Saved data entries
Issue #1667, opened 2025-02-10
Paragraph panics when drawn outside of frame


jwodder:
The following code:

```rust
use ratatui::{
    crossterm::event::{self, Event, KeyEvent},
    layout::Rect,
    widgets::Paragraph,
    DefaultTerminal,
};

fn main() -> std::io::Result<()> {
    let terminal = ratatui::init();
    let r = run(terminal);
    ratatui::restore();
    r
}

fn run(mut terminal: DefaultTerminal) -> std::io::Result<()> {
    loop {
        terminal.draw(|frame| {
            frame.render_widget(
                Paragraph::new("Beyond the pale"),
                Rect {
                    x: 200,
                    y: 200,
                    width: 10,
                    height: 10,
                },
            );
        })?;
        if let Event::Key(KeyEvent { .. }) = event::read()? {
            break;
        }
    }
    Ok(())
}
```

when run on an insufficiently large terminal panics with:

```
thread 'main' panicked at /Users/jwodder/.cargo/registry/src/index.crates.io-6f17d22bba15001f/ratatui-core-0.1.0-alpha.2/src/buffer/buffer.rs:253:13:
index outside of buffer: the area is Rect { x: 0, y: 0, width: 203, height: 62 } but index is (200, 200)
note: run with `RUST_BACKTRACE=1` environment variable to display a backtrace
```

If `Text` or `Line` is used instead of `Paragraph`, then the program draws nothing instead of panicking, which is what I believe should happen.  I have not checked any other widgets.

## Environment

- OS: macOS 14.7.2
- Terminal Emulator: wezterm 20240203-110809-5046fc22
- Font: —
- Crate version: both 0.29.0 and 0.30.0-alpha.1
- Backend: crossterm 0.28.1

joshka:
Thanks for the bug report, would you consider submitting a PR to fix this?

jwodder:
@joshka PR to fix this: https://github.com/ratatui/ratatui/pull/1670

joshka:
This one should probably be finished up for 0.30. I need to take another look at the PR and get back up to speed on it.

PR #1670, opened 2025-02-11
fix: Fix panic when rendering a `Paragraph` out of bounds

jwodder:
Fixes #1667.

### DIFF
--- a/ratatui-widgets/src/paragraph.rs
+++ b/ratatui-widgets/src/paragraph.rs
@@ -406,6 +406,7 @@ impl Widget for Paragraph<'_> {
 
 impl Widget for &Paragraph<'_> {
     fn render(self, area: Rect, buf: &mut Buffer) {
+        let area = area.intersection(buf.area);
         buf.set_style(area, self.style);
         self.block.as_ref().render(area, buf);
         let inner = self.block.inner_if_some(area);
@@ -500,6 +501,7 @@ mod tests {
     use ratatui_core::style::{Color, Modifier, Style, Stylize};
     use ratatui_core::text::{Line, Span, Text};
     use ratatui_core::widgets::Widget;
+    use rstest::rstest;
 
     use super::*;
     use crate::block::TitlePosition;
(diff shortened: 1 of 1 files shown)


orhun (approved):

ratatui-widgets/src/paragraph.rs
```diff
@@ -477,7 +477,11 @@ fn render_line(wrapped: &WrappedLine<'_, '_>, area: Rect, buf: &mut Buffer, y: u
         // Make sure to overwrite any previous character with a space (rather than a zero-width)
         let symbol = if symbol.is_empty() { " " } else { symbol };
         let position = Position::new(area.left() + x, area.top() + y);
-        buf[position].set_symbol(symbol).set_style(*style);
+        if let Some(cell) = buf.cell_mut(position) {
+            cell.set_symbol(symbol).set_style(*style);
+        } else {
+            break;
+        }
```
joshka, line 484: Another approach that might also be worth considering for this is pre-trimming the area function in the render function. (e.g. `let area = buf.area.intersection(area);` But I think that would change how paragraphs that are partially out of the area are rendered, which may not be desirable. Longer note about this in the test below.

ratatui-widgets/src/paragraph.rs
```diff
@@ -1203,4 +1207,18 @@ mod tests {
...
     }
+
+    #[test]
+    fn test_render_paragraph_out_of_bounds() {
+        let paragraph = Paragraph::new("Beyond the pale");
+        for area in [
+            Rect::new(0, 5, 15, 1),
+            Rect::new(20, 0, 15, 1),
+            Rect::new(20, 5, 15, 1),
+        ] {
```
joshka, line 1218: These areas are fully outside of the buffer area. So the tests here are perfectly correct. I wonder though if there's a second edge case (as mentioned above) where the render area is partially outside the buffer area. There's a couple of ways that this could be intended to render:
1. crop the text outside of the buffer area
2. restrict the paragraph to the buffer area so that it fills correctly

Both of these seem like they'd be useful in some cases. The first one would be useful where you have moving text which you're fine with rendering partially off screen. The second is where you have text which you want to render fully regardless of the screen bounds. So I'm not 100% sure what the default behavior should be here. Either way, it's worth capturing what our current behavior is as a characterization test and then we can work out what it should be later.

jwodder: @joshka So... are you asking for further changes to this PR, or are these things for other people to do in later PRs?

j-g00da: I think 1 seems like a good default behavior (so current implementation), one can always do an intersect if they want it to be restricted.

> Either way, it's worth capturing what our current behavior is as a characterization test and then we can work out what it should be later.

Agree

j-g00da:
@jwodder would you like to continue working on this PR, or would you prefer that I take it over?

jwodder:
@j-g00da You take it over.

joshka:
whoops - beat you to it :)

---

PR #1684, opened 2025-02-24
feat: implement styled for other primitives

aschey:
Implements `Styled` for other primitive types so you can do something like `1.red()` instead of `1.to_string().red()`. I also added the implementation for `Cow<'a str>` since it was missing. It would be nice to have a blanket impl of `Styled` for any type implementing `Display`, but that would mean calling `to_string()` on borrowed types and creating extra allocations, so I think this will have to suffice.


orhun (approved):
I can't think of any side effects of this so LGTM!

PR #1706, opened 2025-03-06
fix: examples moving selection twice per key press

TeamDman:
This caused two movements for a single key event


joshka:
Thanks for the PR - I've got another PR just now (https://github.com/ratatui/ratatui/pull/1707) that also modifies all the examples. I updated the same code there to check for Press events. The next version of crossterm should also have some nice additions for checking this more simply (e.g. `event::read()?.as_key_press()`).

What needs to be done
Retype exactly the lines of the data above that fall between the line with "area = area.intersection(buf.area);" and the line with "-500,6 +501,7 @@", inclusive, and add nothing.

Result
+        let area = area.intersection(buf.area);
         buf.set_style(area, self.style);
         self.block.as_ref().render(area, buf);
         let inner = self.block.inner_if_some(area);
@@ -500,6 +501,7 @@ mod tests {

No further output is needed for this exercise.